Exercise: Every line from the first one in the listing down to the line with "returns 0, but" should be restated word for word.

The records:
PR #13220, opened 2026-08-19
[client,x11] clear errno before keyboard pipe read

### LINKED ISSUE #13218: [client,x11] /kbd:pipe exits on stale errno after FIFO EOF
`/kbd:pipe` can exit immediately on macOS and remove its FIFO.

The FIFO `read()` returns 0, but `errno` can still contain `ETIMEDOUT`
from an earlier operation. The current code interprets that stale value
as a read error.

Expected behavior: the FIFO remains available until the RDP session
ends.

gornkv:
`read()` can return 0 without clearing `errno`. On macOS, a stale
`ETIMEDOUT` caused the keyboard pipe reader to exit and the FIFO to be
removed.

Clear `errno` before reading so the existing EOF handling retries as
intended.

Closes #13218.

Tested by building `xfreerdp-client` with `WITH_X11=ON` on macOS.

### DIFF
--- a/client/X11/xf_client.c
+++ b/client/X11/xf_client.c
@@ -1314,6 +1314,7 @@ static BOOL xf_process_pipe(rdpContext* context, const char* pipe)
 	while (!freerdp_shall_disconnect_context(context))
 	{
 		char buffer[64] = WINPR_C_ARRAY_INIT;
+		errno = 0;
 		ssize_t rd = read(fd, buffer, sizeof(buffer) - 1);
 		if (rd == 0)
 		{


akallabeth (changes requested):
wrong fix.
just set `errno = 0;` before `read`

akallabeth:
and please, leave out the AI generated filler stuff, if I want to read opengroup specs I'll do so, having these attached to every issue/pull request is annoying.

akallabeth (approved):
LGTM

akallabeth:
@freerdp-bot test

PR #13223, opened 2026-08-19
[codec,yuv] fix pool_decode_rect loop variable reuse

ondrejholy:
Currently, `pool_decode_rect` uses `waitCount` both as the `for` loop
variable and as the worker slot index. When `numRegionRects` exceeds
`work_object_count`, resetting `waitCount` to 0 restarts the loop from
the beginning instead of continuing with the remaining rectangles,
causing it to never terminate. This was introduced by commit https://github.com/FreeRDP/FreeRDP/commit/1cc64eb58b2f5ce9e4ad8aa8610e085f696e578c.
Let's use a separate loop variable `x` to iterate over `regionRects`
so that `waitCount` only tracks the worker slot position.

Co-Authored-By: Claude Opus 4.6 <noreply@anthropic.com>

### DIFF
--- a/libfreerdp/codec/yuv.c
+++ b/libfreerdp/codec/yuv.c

Written solution:
PR #13220, opened 2026-08-19
[client,x11] clear errno before keyboard pipe read

### LINKED ISSUE #13218: [client,x11] /kbd:pipe exits on stale errno after FIFO EOF
`/kbd:pipe` can exit immediately on macOS and remove its FIFO.

The FIFO `read()` returns 0, but `errno` can still contain `ETIMEDOUT`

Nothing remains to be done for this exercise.